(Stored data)
________________________________________

PR #3409, opened 2025-02-11
fix(form-field): Use invalid input value

3htomit:
## Description

When using `[invalid]="condition"`, the form field was always in error, as `invalidStatus` computed signal was always returning `true` whatever the `invalid` input boolean value passed.

-----


LuccaIntegration:
:woman_cook: https://lucca-front.lucca.tech/PR-3409/storybook

CCNET-iLucca:
[Tests d'interfaces](https://qa.lucca.tech/29230/ui-diff)

Supamiu (approved):

PR #3360, opened 2025-01-23
wip

vvalentin-lucca:
## Description

Functional description for the changelog.
Keep an empty line under your text, as well as the 5 lines that follow it.

-----

Optionally, technical or more in-depth description for reviewers.
Keep an empty line under your text, as well as the 5 lines that follow it.

-----

PR #3419, opened 2025-02-13
fix(tooltip): Allow tooltips to break words if they are too long

fbasmaison-lucca:
## Description

If a tooltip is made of a word larger than itself, the content of the tooltip won’t be legible.

The scenario is interesting since we use them for truncated text.

This PR allow words to break in a tooltip.

-----

### Before

Long gibberish word is truncated

### After

Long gibberish word is broken into multiple lines

-----


LuccaIntegration:
:woman_cook: https://lucca-front.lucca.tech/PR-3419/storybook

jeremie-lucca:
Already included in https://github.com/LuccaSA/lucca-front/pull/3360 with `hyphens: auto`. It will be available on 19.2 ✌️

PR #3465, opened 2025-02-27
fix(form-field): better required and invalid detection

GuillaumeNury:
## Description

When hot-swapping the control of a `formControl` directive, required/invalid statuses were not updated correctly.

-----

-----


shajz (approved):

CCNET-iLucca:
[Tests d'interfaces](https://qa.lucca.tech/30376/ui-diff)

Supamiu (approved):
Interesting approach that thinks outside of the "full signal" box 👍

PR #3472, opened 2025-03-04
fix(callout-disclosure): use icon based on state for iconless mod

Supamiu:
## Description

We were using the icon input for `mod-iconless` class trigger, meaning that if icon was `null`, we had the class active, thus removing the said icon.
-----

-----


LuccaIntegration:
:woman_cook: https://lucca-front.lucca.tech/PR-3472/storybook

CCNET-iLucca:
[Tests d'interfaces](https://qa.lucca.tech/30632/ui-diff)

GuillaumeNury (approved):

________________________________________

Copy out only the lines running from the beginning of the data to the line with "fix(tooltip): Allow tooltips", both ends included.

Exercise answer:
PR #3409, opened 2025-02-11
fix(form-field): Use invalid input value

3htomit:
## Description

When using `[invalid]="condition"`, the form field was always in error, as `invalidStatus` computed signal was always returning `true` whatever the `invalid` input boolean value passed.

-----


LuccaIntegration:
:woman_cook: https://lucca-front.lucca.tech/PR-3409/storybook

CCNET-iLucca:
[Tests d'interfaces](https://qa.lucca.tech/29230/ui-diff)

Supamiu (approved):

PR #3360, opened 2025-01-23
wip

vvalentin-lucca:
## Description

Functional description for the changelog.
Keep an empty line under your text, as well as the 5 lines that follow it.

-----

Optionally, technical or more in-depth description for reviewers.
Keep an empty line under your text, as well as the 5 lines that follow it.

-----

PR #3419, opened 2025-02-13
fix(tooltip): Allow tooltips to break words if they are too long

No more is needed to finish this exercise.